- [Assignment]: For the records below, give the number of lines in which "allocation" appears, and add nothing else.

[Saved entries]
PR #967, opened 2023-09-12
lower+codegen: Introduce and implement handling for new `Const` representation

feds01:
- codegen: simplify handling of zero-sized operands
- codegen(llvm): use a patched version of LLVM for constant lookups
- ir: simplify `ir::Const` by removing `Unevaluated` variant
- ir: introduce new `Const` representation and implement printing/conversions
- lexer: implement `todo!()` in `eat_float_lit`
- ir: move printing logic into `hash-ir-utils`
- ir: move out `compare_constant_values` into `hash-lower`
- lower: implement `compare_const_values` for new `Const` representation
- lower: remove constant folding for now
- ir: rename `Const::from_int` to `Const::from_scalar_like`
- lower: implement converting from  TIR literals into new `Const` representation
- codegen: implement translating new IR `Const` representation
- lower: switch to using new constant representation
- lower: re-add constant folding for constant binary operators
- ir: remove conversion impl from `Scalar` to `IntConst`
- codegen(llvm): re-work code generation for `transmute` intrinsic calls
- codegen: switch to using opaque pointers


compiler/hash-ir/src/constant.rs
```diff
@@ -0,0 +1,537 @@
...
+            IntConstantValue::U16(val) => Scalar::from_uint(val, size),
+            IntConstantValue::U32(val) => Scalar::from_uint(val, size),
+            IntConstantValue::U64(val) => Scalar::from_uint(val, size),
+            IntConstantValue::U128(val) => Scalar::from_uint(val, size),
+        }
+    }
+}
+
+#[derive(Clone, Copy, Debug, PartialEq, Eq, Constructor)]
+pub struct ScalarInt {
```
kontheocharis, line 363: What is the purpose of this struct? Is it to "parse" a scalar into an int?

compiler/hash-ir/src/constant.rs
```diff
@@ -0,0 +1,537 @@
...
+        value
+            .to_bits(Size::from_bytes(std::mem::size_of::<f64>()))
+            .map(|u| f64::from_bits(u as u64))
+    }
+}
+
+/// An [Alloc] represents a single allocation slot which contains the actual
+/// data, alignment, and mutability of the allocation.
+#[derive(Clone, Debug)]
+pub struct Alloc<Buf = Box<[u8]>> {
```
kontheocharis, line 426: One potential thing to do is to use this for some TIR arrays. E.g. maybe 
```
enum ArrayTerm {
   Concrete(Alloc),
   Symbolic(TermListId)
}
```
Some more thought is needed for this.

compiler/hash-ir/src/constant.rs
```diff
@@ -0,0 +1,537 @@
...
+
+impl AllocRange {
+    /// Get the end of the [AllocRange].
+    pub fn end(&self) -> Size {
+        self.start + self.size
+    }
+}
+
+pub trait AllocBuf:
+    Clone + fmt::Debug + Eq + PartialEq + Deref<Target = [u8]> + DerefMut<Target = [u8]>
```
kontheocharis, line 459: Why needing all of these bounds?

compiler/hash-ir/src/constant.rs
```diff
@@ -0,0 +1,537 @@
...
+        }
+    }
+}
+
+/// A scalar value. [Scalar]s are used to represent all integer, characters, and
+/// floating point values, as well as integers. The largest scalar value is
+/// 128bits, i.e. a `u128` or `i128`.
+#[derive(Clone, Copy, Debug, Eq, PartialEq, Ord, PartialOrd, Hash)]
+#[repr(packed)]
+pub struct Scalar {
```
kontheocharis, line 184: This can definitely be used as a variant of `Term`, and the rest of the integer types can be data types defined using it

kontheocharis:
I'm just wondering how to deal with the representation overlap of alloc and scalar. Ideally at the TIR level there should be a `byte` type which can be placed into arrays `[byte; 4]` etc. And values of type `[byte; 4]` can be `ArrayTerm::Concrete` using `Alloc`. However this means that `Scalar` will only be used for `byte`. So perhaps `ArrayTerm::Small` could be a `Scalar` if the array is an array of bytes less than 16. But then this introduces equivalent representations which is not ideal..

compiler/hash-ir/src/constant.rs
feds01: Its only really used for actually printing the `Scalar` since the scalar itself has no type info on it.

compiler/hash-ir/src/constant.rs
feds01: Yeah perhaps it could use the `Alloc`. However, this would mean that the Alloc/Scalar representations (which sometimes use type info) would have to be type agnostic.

- [Answer section]: 2